En Meditaciones de cine Tarantino prueba ser un maestro en el análisis de su métier. Y analiza con aquello que tal vez esté a mitad de camino entre la meditación y la especulación: la reflexión. Así, en su segundo libro, Tarantino reflexiona mentalmente pero no por eso dejando de flexionar casi físicamente. Y proyecta visión/revisión de películas que más y mejor ayudaron a (de)formarlo como director de cine.
Y en el escenario del Coliseo Tarantino abunda en afirmaciones en principio incontestables pero que enseguida y luego de un silencio de segundos y tres puntos suspensivos el mismo cuestiona con un rotundo «BUT!» para darle otra vuelta de tuerca y una take two a una hasta hace un sgundo idea fija y supuestamente bien atornillada.
Y con cada «BUT!» Tarantino sonríe con una mezcla de satisfacción y asombro -la suya, luego de que se lo conoce aún más de cerca, en su hotel- y la más soberbia de las humildades. La sensación que transmite, de algún modo, es la de un cómo es que llegue hasta aquí a la vez de un cómo no iba a llegar hasta aquí.
Y de eso también trata Meditaciones de cine.
Y acerca de eso -una vez que se acallan los larguísimos aplausos y aleluyas de bienvenida- es a lo que refiere esta noche Tarantino haciendo lo que mejor hace y escribe y dirige y hasta actúa: Tarantino conversa pero BUT! monologa. Tarantino está aquí para ofrecer, después de tantos monólogos, por fin, un monólogo de y desde y sobre y hacia y según y por Tarantino.
Tarantino en Roma en 2021. Crédito: Getty Images.
Porque en el principio -y, seguro, hasta el final- en el Génesis del Mondo Tarantino no hay un «Hágase la luz» sino un «Dígase y óigase un monólogo». El monólogo es, para él, La Gran Herramienta: su Alfa y Omega y su Yin y Yang arrancando con un «Había una vez...» para ir a dar a un «...y vivieron infelices» o a un «...y murieron felices» o algo así. El monólogo -EL MONÓLOGO, con mayúsculas- es marca de la casa Tarantino. Sí: Tarantino como -más que probablemente- el mejor escritor de monólogos de la historia del cine con antecedentes claros pero nunca constantes. Los primeros que se me ocurren monologando con mi memoria: la despedida del Mr. Chips de Peter O'Toole, Harry El Tercer Hombre Lime en aquella rueda de la fortuna vienesa, la disolución de la memoria de HAL 9000 y aquel replicante invocando lágrimas en la lluvia, el de Quint en Jaws (uno de los filmes fetiche de Tarantino pero que, seguro, en su versión ese monólogo duraría varias páginas más), lo del «Duderino» en The Big Lebowski y, si a ustedes les va eso, saludos a Four Weddings and a Funeral y Steel Magnolias y Everything Everywhere All at Once.

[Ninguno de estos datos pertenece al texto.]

PR #41, opened 2025-05-05
Toolbar additions and some misc fixes

allison-truhlar:
@neomorphic @krokicki 
This PR addresses this [clickup ticket](https://app.clickup.com/t/86a84r9r3).
- Commits 941c24c9dabe972b6adc9dbf95f471840fe3afbd and 3e131390ce4b08584996215d293cfd8137267725: add the button on the toolbar to open/close the file properties drawer
- Commits 08287adcc0f60f6fe24a45dc6cab8d418ea492ac through 46c2377127621eac09be9d071a26468316272e7d: add a "new folder" button to the file properties drawer

This PR also contains two fixes unrelated to the above, that I noticed in the course of work:
- Commit fa2ce8d81cef0f85056f49503dfa6cae005a7542: allows multiple selected directories to be added as favorites at once
- Commit 30c255ad6bcf3ed62532182d86411c5d609ff716: there was a change in the format of how file share path information was sent to the file browser crumbs (it's now the full file share path object, not just the path name), so the name needed to be accessed on the object


src/contexts/PreferencesContext.tsx
```diff
@@ -147,15 +147,29 @@ export const PreferencesProvider = ({
...
+      existingItemIndex.forEach((itemIndex, index) => {
+        if (itemIndex >= 0) {
+          newFavorites.splice(itemIndex, 1);
+        } else {
+          newFavorites = [...newFavorites, newItem[index]];
+        }
+      });
+    } else if (
+      typeof existingItemIndex === 'number' &&
+      !Array.isArray(newItem)
```
krokicki, line 164: This if/else is dangerous because it does nothing in several cases. I think it would be better to have each if condition check a single condition (e.g. `if (Array.isArray(existingItemIndex)`) and then have nested ifs for multiple conditions. That would allow us to handle every else case and throw errors for invalid cases. 

But before making any additional changes, let's discuss how these preferences are being handled at a conceptual level, and if the scalar/array duality is really necessary. It would be ideal to delegate this kind of complexity to the backend if possible.

src/components/ui/FileBrowser/Crumbs.tsx
```diff
@@ -37,11 +37,13 @@ export default function FileListCrumbs(): JSX.Element {
...
                 onClick={() => {
-                  if (index === 0) {
-                    fetchAndFormatFilesForDisplay(`${currentFileSharePath}`);
-                  } else {
+                  if (index === 0 && currentFileSharePath) {
                     fetchAndFormatFilesForDisplay(
-                      `${currentFileSharePath}?subpath=${dirArray.slice(1, index + 1).join('/')}`
+                      `${currentFileSharePath.name}`
+                    );
+                  } else if (currentFileSharePath) {
```
krokicki, line 44: Looks like this could be extracted to an enclosing if statement, something like this:
```
if (currentFileSharePath) {
  if ( index === 0 ){
  } 
  else {
  }
}
```

src/contexts/PreferencesContext.tsx
```diff
@@ -189,20 +203,36 @@ export const PreferencesProvider = ({
...
 
-  function handleDirectoryFavoriteChange(item: DirectoryFavorite) {
-    const existingItemIndex = directoryFavorites.findIndex(
-      dir => dir.name === item.name && dir.fileSharePath === item.fileSharePath
-    );
+  function handleDirectoryFavoriteChange(
+    item: DirectoryFavorite | DirectoryFavorite[]
+  ) {
+    let existingItemIndex;
+    if (Array.isArray(item)) {
```
krokicki, line 210: This might be okay, but we want to try to avoid type checks whenever possible, which are generally considered to be [code smells](https://dev.to/mcsee/code-smell-23-instance-type-checking-1i90). They can usually be replaced with polymorphism or some kind of data modeling.

krokicki (changes requested):
Hi @allison-truhlar, 
The deployed site looks great, I just have some questions about the code that we could discuss in person. 
I was thinking that another button we could use in the toolbar is a refresh button. Since the normal browser refresh doesn't work, there's no way to get an updated file list when the file system changes outside of Fileglancer.

allison-truhlar:
@krokicki I will make the preferences changes you requested and we discussed to another PR.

Pero Tarantino, él solito y por sí solo, ofrece cantidad además de calidad ( y, ah, paradoja de que quien arrancó proponiéndose como director de action-films sería tal vez el más indicado y mejor candidato a adaptar a las obras maestras del modernism literario y su libre fluir de consciencia y todo eso).
Ya saben y -no va a serles fácil- elijan su favorito: lo del origen de los sicilianos en True Romance con Dennis Hopper y Christopher Walken sacándose chispas (y uno de los dos favoritos de Tarantino); el de la justificación para no dejar propinas y el de los masajes de pies y el de la teoría sobre Like a Virgin en Reservoir Dogs (y se dice que Madonna le envío un mensaje a Tarantino diciéndole que no entendió nada, que su canción no trataba «del tamaño sino del sentimiento»); el de la historia de ese reloj y el de esa serie de TV que nunca llegó a emitirse y el de la tronante parrafada bíblica en Pulp Fiction; el de Leonardo Di Caprio autoflagelándose en su caravana entre escena y escena de Once Upon a Time... in Hollywood; el de Bill antes de ser killed en Kill Bill 2; el de esa cena en Django Unchained; el que abre Inglorious Basterds (el segundo favorito entre los suyos de Tarantino) y que le valió un premio Óscar a la vez que un dulce castigo a Christoph Waltz condenándolo a desde entonces ser y hacer y actuar, siempre, del coronel Hans Landa en todo rol asumido por él desde entonces... Y hay tantos otros (el tercer favorito de Tarantino y «lo mejor que he escrito en años» es el del french pimp para el podcast Reel Blend) pero que nunca son demasiados. Y son monólogos que -por lo general- surgen y se disparan y dan en el blanco a partir de diálogos/conversaciones igualmente brillantes y encandiladores.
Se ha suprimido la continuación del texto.